More than 200 students test positive for COVID-19 after first week of classes

The information was released in the UA System’s first COVID-19 dashboard update of 2021.

More+than+200+students+test+positive+for+COVID-19+after+first+week+of+classes

More than 200 UA students tested positive for COVID-19 after the first week of classes of the spring semester. No sentinel testing numbers were published in Friday’s COVID-19 dashboard update from the UA System.

In the first testing period of the spring 2021 semester, 205 students and 22 faculty or staff members have tested positive for COVID-19. This is the fifth highest weekly case total at The University of Alabama since the beginning of the fall 2020 semester. 

This case count comes over a week after students and Tuscaloosa residents flooded the Strip to celebrate a dominant Crimson Tide victory in the College Football Playoff National Championship. Hundreds of people gathered on the Strip before the Tuscaloosa Police Department eventually forced them to disperse. 

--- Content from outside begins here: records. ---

PR #812, opened 2015-08-21
Fix #632 Make mailchimp newsletter subscription work again

### LINKED ISSUE #632: Newsletter subscriptions broken

twconquest:
Fix #632 . Change app/models/member.rb line 241 to point to correct mailchimp list.

Also, make changes to upgrade to [latest Gibbon v2.x](https://github.com/amro/gibbon).

Currently in process of testing. Not ready for merge just yet.

### DIFF
--- a/app/models/member.rb
+++ b/app/models/member.rb
@@ -239,7 +239,7 @@ class Member < ActiveRecord::Base
     return true if (Rails.env.test? && !testing)
     gb = Gibbon::API.new
     res = gb.lists.subscribe({
-      :id => Gibbon::API.api_key,
+      :id => config.newsletter_list_id,
       :email => { :email => email },
       :merge_vars => { :login_name => login_name },
       :double_optin => false # they already confirmed their email with us
@@ -250,7 +250,7 @@ class Member < ActiveRecord::Base
     return true if (Rails.env.test? && !testing)
     gb = Gibbon::API.new
     res = gb.lists.unsubscribe({
-      :id => ENV['GROWSTUFF_MAILCHIMP_NEWSLETTER_ID'],
+      :id => config.newsletter_list_id,
       :email => { :email => email }
     })
   end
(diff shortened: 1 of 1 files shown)


twconquest:
We ( @pozorvlak and myself ) think the code is correct, but we have not managed to do any manual testing of it yet. As far as we know there are no automated tests setup for gibbon. Will revisit this next pairing session. Any suggestions for tests / best way to reliably automate tests for gibbon/mailchimp would be welcome.

cesy:
The closest I could find to help was http://iswwwup.com/t/b98579e9ceb3/stubs-mailchimp-api-call-for-functional-testing.html, but there's a part of me that thinks automated tests are less critical for gibbon, as it's a low regression risk, and the critical parts are all in the config that won't get caught with automated tests anyway. So for the amount of effort, the chances of an automated test catching a bug are pretty low.

pozorvlak:
We couldn't get this working with Gibbon 2.0, so we rolled back to v1.2 and applied the configuration fix. I've done the following manual tests locally:

 - create a new user, and check in the Mailchimp admin panel that they're subscribed to the mailing list;
 - click "unsubscribe" and "save" in an existing user's profile page, and check that they disappear in Mailchimp;
 - click "subscribe" and "save", and check that they reappear in Mailchimp.

cesy:
Do we need to do anything special to set that config value in Production?

pozorvlak:
It should already be set - run `heroku config --app=growstuff-prod` to find
out. I'm away from a computer for the next few days, so can't check myself.

cesy:
Okay, looks good, happy to merge once conflicts are fixed.

Issue #507, opened 2014-12-12
if i reply to a notification directly, it's not marked as read


Skud:
The flow is like this:

- i get an email notification saying someone sent me a PM
- I click the "reply" link which takes me to a reply screen
- I send my reply
- I wind up back in my Inbox

What happens: the message I replied to is not marked as read (i.e. is still bold, shows up in count in navbar).

What should happen: the message should be marked as read.

PR #813, opened 2015-08-22
If i reply to a notification directly, it's not marked as read. #507

krio:
Fixes: https://github.com/Growstuff/growstuff/issues/507


yoongkang:
Great! But probably needs a test.

PR #814, opened 2015-08-24
Add correct prefix to fix facebook share icon

CloCkWeRX:
#733 Add the correct RDFa prefix

I think this will work OK, but don't have a way to test my localhost properly.

http://www.w3.org/2012/pyRdfa/extract tells me it's valid RDFa, producing:

```
@prefix ns1: <http://ogp.me/ns#image:> .
@prefix ns2: <http://www.w3.org/1999/xhtml/vocab#> .
@prefix og: <http://ogp.me/ns#> .

<> og:image "http://localhost:3000/assets/growstuff-apple-touch-icon-precomposed-8e3c5998fc73bde728cfc3a2ea8fb69f.png"@en;
    ns1:secure_url "images/growstuff-apple-touch-icon-precomposed.png"@en .

[] ns2:role ns2:navigation .
```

No sentinel testing numbers were published after the first week of classes despite promises of increased testing efforts by the University in the first three weeks of the spring semester. While no numbers have been published, Vice President of Student Life Myron Pope said that sentinel testing is “in full swing.” 

In December, the University announced that they would be moving away from GuideSafe sentinel testing and would instead conduct sentinel testing through the Student Health Center and University Medical Center. 

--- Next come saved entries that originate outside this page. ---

PR #815, opened 2015-08-24
GS-658 - internationalize menu headers

jestallin:


CloCkWeRX:
#658

cesy:
For the future, adding "Fix #658" to a commit comment will make it hook in automatically to the issue. And having the hash there in your pull req title makes it link automatically as well. This will need someone other than me to review and merge as I paired on it.

jestallin:
How should I identify the PR as ready for review? I skimmed the wiki, but did not see an immediate answer.

CloCkWeRX:
The code seems fine/straight forward enough - the only thing I'd comment on is a nitpick about style

```
common.Sign_up
```

If you look at the convention in the rest of the .yml file (and most yml files); it's lowercase_and_underscores; rather than camelCase or a hybrid.

It probably wont cause problems, but a lot of rails relies on assumptions/conventions to work as expected (http://api.rubyonrails.org/classes/ActiveSupport/Inflector.html for interest)

cesy:
No special process to identify a PR as ready for review - every PR is always assumed to be ready for review unless you state otherwise.

maco:
Although being able to mark it so we can see from the list that a PR has
gotten feedback and that feedback has not yet had action taken...given how
many we have...that'd be handy.

jestallin:
@CloCkWeRX I chose that style for the key because it helps identify the case in the string. I chose this style after reading http://stackoverflow.com/questions/12169785/what-is-the-best-practice-to-capitalize-words-in-rails 

The specific paragraph that stuck out was: 
> The basic rule in L10N is to treat user-facing strings as opaque blobs of data that you pull out of a database of some sort and show to the user without manipulation in between. Yes, this makes your code more complicated but correctness is sort of important.

I envisioned tokens would exist for both cases.

```
sign_up: 'sign up'
Sign_up: 'Sign up'
```

It seemed plausible that a language's character could be different depending on case.

jestallin:
I went back and cleaned up the case per @CloCkWeRX's suggestion

cesy:
@maco, don't we tend to achieve that with the "needs:morework" label a lot of the time? Would be good to document, though, and let people know they can take that label off when they update.

maco:
Oh right. Yes, that sounds like a good idea

cesy:
Is it worth reopening this and merging it so we have your name in contributors and this bit of progress while we review the other proof of concept?

jestallin:
If we adopt the rake automation then it would not be worth it. The common
paths would be overridden with by the rails lazy locale key lookup.

I added my name to the contributors on the poc PR :)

More recently, UA administrators said that sentinel testing would be conducted weekly for the first three weeks before being reported every other week. Incentives, such as Starbucks gift cards and Bama Cash, are being offered to students.

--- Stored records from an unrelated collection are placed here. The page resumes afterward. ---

Issue #509, opened 2014-12-12
Use non-gravatar photo for profile pic


Skud:
As a member, I want to be able to use a photo (not Gravatar) for my profile pic.  

Maybe we should default to gravatar, but then allow people to upload a pic, which overrides the gravatar if it's available?

cesy:
Ideally this should also offer the option of pulling through your profile photo from facebook or twitter, either as a one-off where Growstuff copies the current one or as a link where it will change when you change on the remote site, whichever is easier.

CloCkWeRX:
With the Facebook / most outh signins, this is simply a url passed around.

The most basic implementation would be a URL of off the member model and a tiny bit of ui to update that / default it smartly on outh login.

CloCkWeRX:
https://github.com/Growstuff/growstuff/pull/4146 removes twitter

PR #817, opened 2015-08-24
Add member preferred image

CloCkWeRX:
Partially addresses #509 - since most of the oauth providers give you an avatar URI, it'll be trivial to refactor #811 a bit further to set it to your $whatever login pic.

gravatar

and we simulate the oauth login setting this:
```
irb(main):003:0* m = Member.first; m.preferred_avatar_uri = 'http://media.catmoji.com/post/ujg/cat-in-hat.jpg'; m.save!
  Member Load (47.1ms)  SELECT  "members".* FROM "members"   ORDER BY lower(login_name) asc LIMIT 1
  Member Load (46.4ms)  SELECT  "members".* FROM "members"   ORDER BY lower(login_name) asc LIMIT 1
   (41.5ms)  BEGIN
  Member Exists (47.1ms)  SELECT  1 AS one FROM "members"  WHERE (LOWER("members"."login_name") = LOWER('daniel_oconnor') AND "members"."id" != 8) LIMIT 1
  SQL (43.5ms)  UPDATE "members" SET "preferred_avatar_uri" = $1, "updated_at" = $2 WHERE "members"."id" = 8  [["preferred_avatar_uri", "http://media.catmoji.com/post/ujg/cat-in-hat.jpg"], ["updated_at", "2015-08-25 00:34:20.680746"]]
   (46.4ms)  COMMIT
```

and a simple refresh; hey presto

custom_image

... a pleased cat.

### DIFF
--- a/app/helpers/application_helper.rb
+++ b/app/helpers/application_helper.rb
@@ -37,5 +37,18 @@ module ApplicationHelper
     content_tag :div, asterisk + ' '.html_safe + text, class: ['margin-bottom']
   end
 
+  #
+  # Returns an image uri for a given member.
+  #
+  # Falls back to Gravatar
+  #
+  def avatar_uri(member, size = 150)
+    return member.preferred_avatar_uri if member.preferred_avatar_uri.present?
+
+    Gravatar.new(member.email).image_url({
+      :size => size,
+      :default => :identicon
+    })
+  end
 end
 
--- a/app/views/members/_avatar.html.haml
+++ b/app/views/members/_avatar.html.haml
@@ -1,9 +1,5 @@
 = link_to                                      |
-  image_tag(                                   |
-    Gravatar.new(member.email).image_url(      |
-      options = {                              |
-        :size => defined?(size) ?  size : 150, |
-        :default => :identicon }),             |
+  image_tag(avatar_uri(member, 150),           |
     :alt => '',                                |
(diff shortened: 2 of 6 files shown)


cesy:
How does this work with the current caching on the member card?

CloCkWeRX:
Ah, which caching specifically?

 * app/views/home/_members.html.haml ?
 * app/views/members/_thumbnail.html.haml ?

Right now the only place in the app that expires cache explicitly is for a bit of the homepage stats after a member is created: 
```
  after_action :expire_cache_fragments, :only => :create
```

All of the other member caching relies on 
```
cache member
```
... which will write out a unique id based on object.id + object.updated_at (http://edgeguides.rubyonrails.org/caching_with_rails.html) - any saves will invalidate it.

cesy:
I was thinking of the thumbnail but we should check both. But that's more for the bit where you're pulling it from another site - I was thinking of that issue, whereas this one is just setting it manually, so it only updates when you save and everything is okay for this issue, just need to bear it in mind when we get to the auto-updating of avatar_uri part.

cesy:
And obviously this doesn't give you any interface to set it manually, it's just there in the code, so no need to worry yet about users putting malicious URLs in there - if we stick to Facebook, Twitter and other reputable providers, we're fine.

PR #820, opened 2015-08-27
Fix #819 by removing the popover behaviour for a standard avatar

### LINKED ISSUE #819: Minor usability regression on popover of member image (staging)
#570 / #768 related

http://staging.growstuff.org/members

 * Hover over a profile image

Results:
 * It "flickers" between mouseover and mouseexit events unless you get it exactly right
 * Popover styling is limited by the new layout to the wrong with
 
regression_popover

CloCkWeRX:
Fix #819 by putting the stats onto the card.

This fixes the usability issue, but might cause a design problem. Worth discussing how important these stats are to be present, ditto the 'member since' wording (this is covered better on the full member profile page)

no_gardens


cesy:
It might be worth taking the last three lines and making them one line with commas between? That will get it closer to the old card shape.

CloCkWeRX:
Yeah, I did think about that but you then end up with the layout being off across a lot of people:

```
CloCkWeRX                                             AnotherPerson
1 gardens, 234566 plantings, 0 seeds                  1 gardens, 1 plantings, 0 seeds

Longnameuser                                          YetAnotherPerson
10 gardens, 15 plantings, 234 seeds                   1345436 gardens, 20 plantings, 0 seeds
```

I'll give it a go after I fix the specs

CloCkWeRX:
comma

cesy:
Given it's a design change, I'd like a second opinion before merging, but this looks ready to me.

pozorvlak:
Looks good to me!

PR #821, opened 2015-08-27
Fix #818 by removing the .thumbnail around the button.

### LINKED ISSUE #818: Minor style regression (staging) for empty profile
#570 / #768 related I think

Reproduce steps:
http://staging.growstuff.org/
 * New account
 * Login
 * View your profile

Result:
The 'add photo of your garden' looks a bit funny with the card background / doesn't really explain that you are adding a photo to the selected garden well (heading size implies its a whole new section)

empty_profile_style_regression

CloCkWeRX:
Also rearrange some of the headings (sizing) and controls (add new garden) to be more clearly not a tab.

fix_empty_garden

Also the same type of fixes and some basic layout tweaks on the show garden UI:
show_garden

### DIFF
--- a/app/views/members/_gardens.html.haml
+++ b/app/views/members/_gardens.html.haml
@@ -7,31 +7,42 @@
         - first_garden = false
         = link_to g.name, "#garden#{g.id}", 'data-toggle' => 'tab'
     - if current_member == member
-      %li= link_to 'New Garden', new_garden_path
-  .tab-content
+      %li.navbar-right 
+        = link_to new_garden_path, class: 'btn' do
+          Add New Garden
+  .tab-content{style: "padding-top: 1em"}
     - first_garden = true
     - member.gardens.each do |g|
 
       %div{:class => ['tab-pane', first_garden ? 'active' : ''], :id => "garden#{g.id}"}
         - first_garden = false
 
-        %div
+        .container
           :growstuff_markdown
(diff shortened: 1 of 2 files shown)


app/views/members/_gardens.html.haml
```diff
@@ -7,31 +7,42 @@
         - first_garden = false
         = link_to g.name, "#garden#{g.id}", 'data-toggle' => 'tab'
     - if current_member == member
-      %li= link_to 'New Garden', new_garden_path
-  .tab-content
+      %li.navbar-right 
+        = link_to new_garden_path, class: 'btn' do
+          Add New Garden
```
cesy: Does this need an "end", or not in this type?

pozorvlak: [Doesn't look like it](http://stackoverflow.com/questions/21415570/pass-ruby-block-to-partial-in-haml) - in general, Haml uses indentation rather than explicit `end` statements.

CloCkWeRX: http://haml.info/docs/yardoc/file.REFERENCE.html#ruby_blocks for interest

cesy:
These all look like good improvements to me, but a design change should have a second opinion if possible - anyone else happy with this?

pozorvlak:
@maco got in before me, but I too like this change :-)

PR #823, opened 2015-08-30
GS-658 - internationalize header links and some page titles

jestallin:


jestallin:
#658

cesy:
Great. Our next challenge will be to start on an example translation, with one of our volunteers - do you want to post on talk.growstuff.org and see if anyone is keen?

Issue #504, opened 2014-12-12
Quick links to members in markdown


Skud:
As we currently have [tomato](crop), we should also have [Skud](member).  It might be nice to also support @Skud notation.

Br3nda:
this was done in #824

PR #824, opened 2015-09-05
Quick links to members in markdown 

sksavant:
Feature #504

### DIFF
--- a/lib/haml/filters/growstuff_markdown.rb
+++ b/lib/haml/filters/growstuff_markdown.rb
@@ -4,7 +4,7 @@ module Haml::Filters
   module GrowstuffMarkdown
     CROP_REGEX = /\[([^\[\]]+?)\]\(crop\)/
     MEMBER_REGEX = /\[([^\[\]]+?)\]\(member\)/
-    MEMBER_AT_REGEX = /\@([^\[ \n]+)/
+    MEMBER_AT_REGEX = /(\@[^\[ \n]+)/
     include Haml::Filters::Base
 
     def render(text)
@@ -39,10 +39,10 @@ module Haml::Filters
       expanded = expanded.gsub(MEMBER_AT_REGEX) do |m|
         member_str = $1
         # find crop case-insensitively
-        member = Member.where('lower(login_name) = ?', member_str.downcase).first
+        member = Member.where('lower(login_name) = ?', member_str[1..-1].downcase).first
         if member
           url = Rails.application.routes.url_helpers.member_url(member, :only_path => true)
-          "[#{"@"+member_str}](#{url})"
+          "[#{member_str}](#{url})"
         else
           member_str
         end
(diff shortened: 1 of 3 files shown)


sksavant:
WIP : Needs escaping regex match for member matches

lib/haml/filters/growstuff_markdown.rb
```diff
@@ -3,6 +3,8 @@
 module Haml::Filters
   module GrowstuffMarkdown
     CROP_REGEX = /\[([^\[\]]+?)\]\(crop\)/
+    MEMBER_REGEX = /\[([^\[\]]+?)\]\(member\)/
+    MEMBER_AT_REGEX = /(\@[^\[ \n]+)/
```
pozorvlak: Do you mean "an `@` followed by one or more non-whitespace characters"? I'd express that as `/@\S+/`. But actually, we're more restrictive about the characters allowed in usernames - we only allow [letters, numbers and underscores](https://github.com/Growstuff/growstuff/blob/dev/app/models/member.rb#L76). What you *really* want is `/@\w+/`.

lib/haml/filters/growstuff_markdown.rb
```diff
@@ -20,6 +22,32 @@ def render(text)
         end
       end
 
+      # turn [jane](member) into [jane](http://growstuff.org/members/jane)
+      expanded = expanded.gsub(MEMBER_REGEX) do |m|
+        member_str = $1
+        # find crop case-insensitively
```
pozorvlak: I think you mean "find member case-insensitively" :-)

lib/haml/filters/growstuff_markdown.rb
```diff
@@ -20,6 +22,32 @@ def render(text)
...
+          "[#{member_str}](#{url})"
+        else
+          member_str
+        end
+      end
+
+      # turn @jane into [@jane](http://growstuff.org/members/jane)
+      expanded = expanded.gsub(MEMBER_AT_REGEX) do |m|
+        member_str = $1
+        # find crop case-insensitively
```
pozorvlak: Again, s/crop/member.

spec/lib/haml/filters/growstuff_markdown_spec.rb
```diff
@@ -60,4 +74,27 @@ def output_link(crop, name=nil)
...
+  end
+
+  it 'converts @ member links' do
+    @member = FactoryGirl.create(:member)
+    rendered = Haml::Filters::GrowstuffMarkdown.render("@#{@member.login_name}")
+    rendered.should match /#{output_member_link(@member, "@#{@member.login_name}")}/
+  end
+
+  it "doesn't convert nonexistent @ members" do
+    rendered = Haml::Filters::GrowstuffMarkdown.render("@not-a-member")
```
pozorvlak: This isn't a legal member name. It's probably worth testing "invalidly-formatted name" and "valid but unused name" separately.

pozorvlak:
Aha, I see you've already fixed most of the problems I noticed! This is what I get for opening a browser tab before the weekend and not looking at it until now. It looks great, apart from the `not-a-member` test using an invalid name, which won't be matched - I think the best thing is to add another test that uses a valid but unused name. Also, please add yourself to `CONTRIBUTORS.md`.

Welcome to the project!

pozorvlak:
Wait, you're already in `CONTRIBUTORS.md`. Sorry! Just the test to fix, then.

sksavant:
@pozorvlak: Added the test and merged in dev changes.

PR #826, opened 2015-09-06
Fix #721 : Escape quick crop link in markdown

### LINKED ISSUE #721: unable to escape a quick crop link
I was trying to mention in a comment on Growstuff how someone should use the quick crop links feature.  I tried to escape the square brackets as per http://daringfireball.net/projects/markdown/syntax#backslash but it didn't work.

I suspect our special Growstuff filter might need to take escaping into account, but I'm not sure.

You can see this in action here: http://staging.growstuff.org/posts/skud-20150222-testing-link-escaping

sksavant:
Lookahead in markdown to verify \ is not present

Test for escaping crop link

Fixes #721

### DIFF
--- a/lib/haml/filters/growstuff_markdown.rb
+++ b/lib/haml/filters/growstuff_markdown.rb
@@ -2,7 +2,7 @@ require 'bluecloth'
 
 module Haml::Filters
   module GrowstuffMarkdown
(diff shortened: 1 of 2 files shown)


pozorvlak:
Looks good! Ordinarily I'd ask you to add yourself to `CONTRIBUTORS.md` before merging, but let's do that in #824.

The move was made to help meet the goal of testing 2.5% of the University population each week, a goal that was not met during the fall semester of GuideSafe sentinel testing. UAB and UAH elected to continue use of GuideSafe for their sentinel testing efforts.

Ten percent of the 518 available isolation spaces are currently in use by University students. This figure falls short of the 40% occupancy rate seen during the height of the campus case count in early September 2020, when 858 cases were reported among students.

Re-entry testing was limited to only residential students this semester, which resulted in a 1% positivity rate among the more than 7,000 students tested.